Этот тотальный человек, от которого неотделимы деструктивные страсти, получил свой эстетический статус в том, что наши современники назвали трагическим миром и что Гельдерлин, Ницше и Буркхардт признавали высшей точкой любой цивилизации.
Он – тотальный субъект, потому что признает полностью (смиренно, как сказали бы мы, если бы это слово не звучало по-христиански) свою двуликую натуру, креативную и деструктивную одновременно. «Я знаю, что я сделаю, но сильней моей воли страсть, причина величайших бед для людей» («Медея», 1078–1080).
Глубина размышлений трагической мысли о зле расчистила землю для посева и быстрого расцвета христианства в последующие века. Трагическая маска, которую надевало на себя уже описанное демоническое зло, была потом сдана в археологический музей. Христианство нашло смысл жизни в превосходстве добра над злом, а не в том, чтобы включать зло в единое целое, и возвело в истину устойчивые категории добра и зла, ясные и четко различимые, отвергнув судьбу, которая ввергала человека в амбивалентность. Это бескомпромиссное различение не было полностью христианским новшеством: оно было свойственно уже иудаизму, у которого его унаследовало христианство и которое обсуждалось в философии, а именно Платоном. Но оно оставалось истиной для избранных или для интеллектуалов, и только с приходом христианства становится истиной для всех слоев населения и для всего западного мира.
Итак, трагический человек, который знает и принимает свою деструктивность, уступает место идеалу – человеку добра. Целостный человек – человеку ясных категорий. Судьба – свободной воле.
Здесь нам не следует уповать на то, что этот процесс является эволюцией морали. Обратимся к другой проблеме.
Нас действительно интересует другая сторона. В театре, когда зрители концентрируют все больше внимание на сцене, менее видимой становится противоположная стена. Так и человек, порожденный христианской революцией, а затем революцией просветительской, а затем и научной (в отличие от трагического человека, который был совокупностью полутонов), все более точно и однозначно решает, что есть добро, и старается по возможности соответствовать этому.
Первая опасность – это потеря эстетическая. Подумаем о сложности архаической поэмы, такой, как «Илиада». Троянцы ничем не отличаются от греков: как те, так и другие – сложные человеческие существа, у которых перемешаны добро и зло; более того, любимый герой Гомера – Гектор.
Первый греческий историк, Геродот, имел прозвище philobarbaros9, потому что он ставил своих соотечественников и варваров на одну доску. В свою очередь, Эсхил, описывая в одной драме (которая так и называлась «Персы») греко-персидские войны, счел более важным вывести на сцену боль потерпевших поражение варваров, а не триумф греков. По сравнению с поэмами Гомера или с трагедиями Эсхила, шедевр христианской эпики «Песнь о Роланде» кажется удивительно бедным: там сарацины – грубые уродцы, но и христианские паладины, представляющие свет без тени, выглядят плоскими и предсказуемыми.

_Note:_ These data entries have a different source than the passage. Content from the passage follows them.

PR #702, opened 2026-07-13
fix: destroyed stream manager can be retried

ThomasRalee:
## Summary by CodeRabbit

- **New Features**
  - Added a terminal **Destroyed** stream state.
- **Bug Fixes**
  - Streams can no longer start/connect/retry after being destroyed, including during in-flight reconnect handling.
  - Destruction now performs immediate cleanup, cancels pending retries, and emits a final disconnect with `willRetry: false` (once), transitioning to **Destroyed**.
  - Repeated `destroy()` calls are safe no-ops; teardown is more robust—unsubscribe abort errors are suppressed, other failures emit warnings, and disconnect listener exceptions during destroy are handled cleanly.
- **Tests**
  - Expanded lifecycle and edge-case coverage for destruction semantics.

### DIFF
--- a/packages/sdk-ts/src/client/indexer/grpc_stream/streamV2/StreamManagerV2.ts
+++ b/packages/sdk-ts/src/client/indexer/grpc_stream/streamV2/StreamManagerV2.ts
@@ -142,6 +142,12 @@ export class StreamManagerV2<TResponse> extends EventEmitter<
   }
 
   public start(): void {
+    if (this.isDestroyed) {
+      throw new Error(
+        `Cannot start destroyed stream manager: ${this.config.id}`,
+      )
+    }
+
     if (this.state !== StreamState.Idle && this.state !== StreamState.Stopped) {
       this.emit(StreamEvent.Warn, {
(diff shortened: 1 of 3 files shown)


Frederick-88 (approved):

packages/sdk-ts/src/client/indexer/grpc_stream/streamV2/StreamManagerV2.ts
```diff
@@ -166,29 +172,72 @@ export class StreamManagerV2<TResponse> extends EventEmitter<
...
       return
     }
 
-    this.subscription.unsubscribe()
+    const subscription = this.subscription
     this.subscription = null
+
+    try {
+      subscription.unsubscribe()
+    } catch (error) {
```
ivan-angjelkoski, line 251: is there a reason why we are extracting this to a const? in looks like we can use it directly in the try block:
```
try {
  this.subscription.unsubscribe()
}
```

and then in the finally block we can set it to null

ivan-angjelkoski (approved):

Более серьезная опасность, однако, – это потеря психологическая, избыточное упрощение, вызванное устранением зла. Постепенно агрессивные, мрачные, хтонические формы божественного были изгнаны из истории и ограничены фольклором. Демонический и деструктивный элемент, который ни одной культуре не удалось уничтожить как потенциал психического (который раньше или позже претворяется в реальное событие; и доказательством тому служит воистину трагическое воплощение марксистской утопии), находится по другую сторону от сцены, во тьме. С ним все труднее познакомиться, он все легче отвергается как видимый символ.
Как учит глубинная психология в целом, мы осуществляем цензуру тех наших качеств, которых больше всего боимся. Однако наиболее деструктивные инстинкты можно отвергнуть, но не уничтожить: мы начинаем замечать их в других как опасные качества. Недоверие, антипатия и необъяснимая ненависть – вот последние кольца деструктивной цепи, состоящей из устранения, отрицания, раскола, проекции этих качеств на противников. Безостановочный прогресс Запада все больше учил думать в ясных и позитивных категориях. Тем самым он вытеснил на обочину категории темные и негативные, и затуманил объемное видение в полутонах, которое давало возможность смотреть также и глазами Другого.